(Exercise brief) Repeat the entries exactly. Leave nothing out.

(Stored items)
PR #467, opened 2017-04-26
Project submitted

andrewjford:


bin/tictactoe
```diff
@@ -1,3 +1,54 @@
 #!/usr/bin/env ruby
```

```ruby
#!/usr/bin/env ruby
       
TicTacToeCLI.new.call
```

(Solution to the problem)
PR #467, opened 2017-04-26
Project submitted

andrewjford:


bin/tictactoe
```diff
@@ -1,3 +1,54 @@
 #!/usr/bin/env ruby
```

```ruby
#!/usr/bin/env ruby
       
TicTacToeCLI.new.call
```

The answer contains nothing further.